It’s been two weeks since Bryan left this world. I look at this statement and it still doesn’t click in my brain sometimes.
I’m a bit of a loner by nature. I love people and I love being out and having fun, but I also enjoy quiet solitude. I can go for days without talking with anyone. That nature allows me to be alone and it not be a major factor while I go through the crazy cycle of emotions. I’m not lonely for people. I’m lonely for my buddy. I’m lonely for one of the few people who truly knew me. I’m lonely for the sound of his voice, the flirty way he would dance with me in the kitchen, the sweet texts he would send, the beautiful flowers he would surprise me with whether it was a special occasion or simply just because.

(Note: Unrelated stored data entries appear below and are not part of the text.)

PR #12, opened 2020-11-23
Implement index server

GeekArthur:
Signed-off-by: jingfu wang <jingfu.j.wang@ibm.com>

This PR implements the new index server, it also integrates with nginx server to serve non-registry API requests.

Fixes https://github.com/devfile/api/issues/188

**PR acceptance criteria**:

- [x] Test (WIP) 

- [ ] Documentation (WIP)

Deploy index server and registry as before, send GET request to endpoint /index or /devfiles/{devfile name}


index-server/push.sh
```diff
@@ -1,4 +1,4 @@
 #!/bin/sh
 IMAGE_TAG=$1
 docker tag devfile-index-base:latest $IMAGE_TAG
-docker push $1
\ No newline at end of file
+docker push $IMAGE_TAG
```
johnmcollier, line 4: Haha, good catch on your part 👍

index-server/Dockerfile
```diff
@@ -0,0 +1,42 @@
...
+    chown -R www-data:root /var/cache/nginx && \
+    chown www-data:root /etc/nginx/conf.d /etc/nginx/nginx.conf
+RUN chmod g+rwx /var/run/nginx.pid && \
+    chmod -R g+rwx /var/cache/nginx && chmod -R g+rwx /etc/nginx && chmod -R g+rwx /www/data
+
+USER www-data
+
+# Set env vars for the locations of the devfile stacks and index.json
+ENV DEVFILE_STACKS /registry/stacks
+ENV DEVFILE_INDEX /registry/index.json
```
johnmcollier, line 39: Same as my other comment, can you update `DEVFILE_STACKS` and `DEVFILE_INDEX` to use `/stacks` and `/index.json` as that's what https://github.com/devfile/registry is using?

index-server/entrypoint.sh
```diff
@@ -0,0 +1,22 @@
...
+if [ ! -e "$DEVFILE_INDEX" ]; then
+    echo "The container does not contain an index.json at $DEVFILE_INDEX. Exiting..."
+    exit 1
+fi
+
+# Start the nginx server
+nginx -g "daemon off;" &
+
+# Start the index server
+/registry/index-server
```
johnmcollier, line 20: Curious, why do we start the nginx proxy first, rather than the index server? My thinking was something like this:
```
# Start the index server
/registry/index-server &

# Start the nginx server
exec "$@"
```

(Both should work fine, just curious)

index-server/main.go
```diff
@@ -0,0 +1,151 @@
...
+	"github.com/gin-gonic/gin"
+	ocispec "github.com/opencontainers/image-spec/specs-go/v1"
+)
+
+const (
+	devfileName            = "devfile.yaml"
+	devfileConfigMediaType = "application/vnd.devfileio.devfile.config.v2+json"
+	devfileMediaType       = "application/vnd.devfileio.devfile.layer.v1"
+	registryPath           = "/registry/stacks"
+	indexPath              = "/registry/index.json"
```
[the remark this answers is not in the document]
johnmcollier: Maybe instead of storing the paths in variables, we should just get the value from `DEVFILE_STACKS` and `DEVFILE_INDEX` env vars?

index-server/main.go
```diff
@@ -0,0 +1,151 @@
...
+						"error":  err.Error(),
+						"status": fmt.Sprintf("failed to pull the devfile of %s", name),
+					})
+				}
+				c.Data(http.StatusOK, http.DetectContentType(bytes), bytes)
+			}
+		}
+	})
+
+	router.StaticFile("/index", indexPath)
```
johnmcollier, line 96: Can we serve the index.json on `/` instead?

johnmcollier (changes requested):
Left some review comments.

Another suggestion I had is that since this is called `index-server`, does it make sense to move it under the `index/` folder in this repo?

e.g.
```
index/
   generator/
   server/
```

index-server/main.go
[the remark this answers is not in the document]
GeekArthur: Good point, we can make it more dynamic and get those data from `DEVFILE_STACKS` and `DEVFILE_INDEX` env vars, user only need to specify the env vars.

index-server/main.go
```diff
@@ -0,0 +1,151 @@
...
+		if err != nil {
+			log.Fatal(err.Error())
+		}
+
+		if resp.StatusCode == http.StatusOK {
+			isDone = true
+			log.Println("Registry is up and running")
+		}
+		log.Println("Waiting for registry to start...")
+		time.Sleep(time.Second)
```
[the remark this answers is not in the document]
GeekArthur: That's fair, I make it shorter.

index-server/main.go
```diff
@@ -0,0 +1,151 @@
...
+	}
+
+	// Load index file
+	bytes, err := ioutil.ReadFile(indexPath)
+	if err != nil {
+		log.Fatalf("failed to read index file: %v", err)
+	}
+
+	var index []indexSchema.Schema
```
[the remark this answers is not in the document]
GeekArthur: Yep, I add the ToDo notes here with corresponding open issues (eg. I believe index.json parsing is this issue: https://github.com/devfile/api/issues/223).

index-server/Dockerfile
GeekArthur: Sure, I can update that.

index-server/main.go
```diff
@@ -0,0 +1,151 @@
...
+		c.JSON(http.StatusOK, gin.H{
+			"message": "the server is up and running",
+		})
+	})
+
+	router.GET("/devfiles/:name", func(c *gin.Context) {
+		name := c.Param("name")
+		for _, devfileIndex := range index {
+			if devfileIndex.Name == name {
+				bytes, err := pullStackFromRegistry(devfileIndex)
```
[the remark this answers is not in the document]
GeekArthur: Originally I design the way like that is because it's easier to let consumers integrate (eg. odo already implemented HTTP request internally so odo just need to update the endpoint we provide), but since we decide to let consumers use the library we provide for integration, then I think it's fine we remove the endpoint `/devfiles/<name>` and let user browser the whole stacks by serving the whole stacks as static files.

I can give a try to see if Gin API `router.StaticFile()` can serve the whole stacks properly so that user can view the whole stacks instead of only devfile.

index-server/entrypoint.sh
GeekArthur: This is interesting, actually I had the same thought as yours and tried the code block above (starts index server process firstly at backgeound), but it failed, I went into the index container for deeper debugging, for some reasons the index server process was not in the index container and I can only saw the nginx server process. I couldn't figure out the reasons but probably it's due to docker doesn't have a really good support for the case where multiple services in one container, especially multiple services need communication. Probably entrypoint process must start firstly? 🤔

index-server/main.go
GeekArthur: Yep, I can do that.

index-server/entrypoint.sh
GeekArthur: `exec` command uses the existing bash process to run the command instead of creating new process and docker uses it as entrypoint process, from docker perspective, I am not sure if that results in another background process that we trigger in the same script gets ignored.

johnmcollier: Huh, interesting. In that case, let's stick with that you're doing.

GeekArthur:
> Left some review comments.
> 
> Another suggestion I had is that since this is called `index-server`, does it make sense to move it under the `index/` folder in this repo?
> 
> e.g.
> 
> ```
> index/
>    generator/
>    server/
> ```

I though about the same thing before, will do that.

GeekArthur:
@johnmcollier comments addressed, please review again, thanks!

johnmcollier (changes requested):
Every time the index server starts for the first time, it exits with an error:
```
^CJohns-MacBook-Pro-3:kubernetes johncollier$ oc get po
NAME                                                   READY   STATUS    RESTARTS   AGE
devfile-registry-8467d84c6d-zrwgw                      2/2     Running   1          4m20s
registry-operator-controller-manager-9b6b557b4-79hpz   2/2     Running   0          15m
```

I think it's happening because of the `log.Fatal` we do if the `http.Get` to the registry server returns an error. Probably the registry server isn't quite ready yet and isn't giving back an http response code?) 

I think it might be better if we don't exit when an `http.Get` returns an error, but rather keep trying up to a given timeout?

This is what I did in the registry operator when I needed to poll a given URL (see https://github.com/johnmcollier/registry-operator/blob/main/pkg/util/util.go#L25)
```
func WaitForServer(url string, timeout time.Duration) error {
	return wait.PollImmediate(time.Second, timeout, func() (bool, error) {
		tr := &http.Transport{
			TLSClientConfig: &tls.Config{InsecureSkipVerify: true},
		}
		client := &http.Client{Transport: tr}
		resp, err := client.Get(url)
		if err != nil {
			return false, err
		}
		if resp.StatusCode == 200 {
			return true, nil
		}
		return false, nil
	})
}
```

I'd recommend setting the timeout to no more than 30 seconds, since any more and the Kube liveness probe will fail and kill the container. You may also want to change the `time.Second` in `wait.PollImmediate` to some multiple of `time.Millisecond`.

index/server/main.go
```diff
@@ -0,0 +1,142 @@
...
+	indexPath  = os.Getenv("DEVFILE_INDEX")
+)
+
+func main() {
+	// Wait until registry is up and running
+	isDone := false
+	for !isDone {
+		resp, err := http.Get(scheme + "://" + registryService)
+		if err != nil {
+			log.Fatal(err.Error())
```
johnmcollier, line 43: Looks like `Connection refused` errors from the registry server will also lead to `http.Get` returning an error, so I don't think we can safely do a log.Fatal here.

This is what I get if I change line 43 to log the error and continue:
```
2020/11/26 19:45:55 Get "http://localhost:5000": dial tcp [::1]:5000: connect: connection refused
```

GeekArthur: You are right, this shouldn't be a place to throw fatal error directly, I can make it fail until it reaches the timeout.

GeekArthur:
@johnmcollier Can you help review again? Thanks

index/server/main.go
```diff
@@ -36,19 +37,22 @@ var (
 
 func main() {
 	// Wait until registry is up and running
-	isDone := false
-	for !isDone {
+	err := wait.PollImmediate(time.Millisecond, time.Second*30, func() (bool, error) {
 		resp, err := http.Get(scheme + "://" + registryService)
 		if err != nil {
-			log.Fatal(err.Error())
+			return false, err
```
johnmcollier, line 43: I'm still hitting the crash on first time start up:
```
Johns-MacBook-Pro-3:registry-operator johncollier$ k logs -f -c devfile-registry-bootstrap test-devfile-registry-cffb7559b-nbspk
2020/12/01 17:59:45 Get "http://localhost:5000": dial tcp 127.0.0.1:5000: connect: connection refused
/entrypoint.sh: fg: line 19: job %1 not created under job control
```

Looks like this was an issue with the sample I provided you. It looks like `wait.PollImmediate` will return an error early if the function passed into it ever returns a non-nil error.

So I think we need to change this line to: `return false, nil`

johnmcollier (changes requested):

index/server/main.go
johnmcollier: Yup, confirmed that was the issue. I would change the `if err != nil` to:
```
if err != nil {
			log.Println(err.Error())
			return false, nil
		}
```

Log the error too so that it's not lost. We just don't want to return it.

GeekArthur: My original understanding was that only return `true, err` can cause the polling function throw error within timeout, but seems like from your testing it doesn't work like that. But interesting thing is my cluster doesn't throw the error even with return `false, err` (probably it depends on the time of registry is up and running).

My concern is that if we return `false, nil` and we don't return it, then the real registry failure won't bring the server down.

johnmcollier: Well, until `true, nil` is returned, the polling function will keep retrying up until the timeout is reached. So if there is something wrong, the timeout will be reached and an error will be returned.

GeekArthur: I check the code again, I that would be fine as we can bring the server down on pushing devfile stage instead of checking registry is up or not stage, not perfect, but still works fine, only delay couple of seconds I think.

GeekArthur: I am gonna make the changes as you suggest.

GeekArthur:
@johnmcollier changes are pushed, please review.

johnmcollier (approved):
LGTM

I’ve been keeping myself busy working during the day and organizing at night. I want to show him the picture I hung in the bathroom. I want him to see where I put the desk. I want to compare notes with my NCAA Tournament bracket and hear him give me grief about my choices. It’s those stark, brutal, empty moments of reality that make me want to crawl under the covers and hide from life.
But I get through those moments. Kristoff will need to be fed. I’ll have laundry to do. I’ll have errands to run. A friend will call to see if I want to go to dinner. Life goes on. The dark and empty moment will pass and I will start to feel just a little better about life.
One Republic came out with a single, “I Lived”. Bryan showed it to me when it first came out. The teenager in the video who has cystic fibrosis has an uncanny resemblance to what Bryan looked like as a teenager. They even share the same name. I believe in those beautiful moments of serendipity. Do you?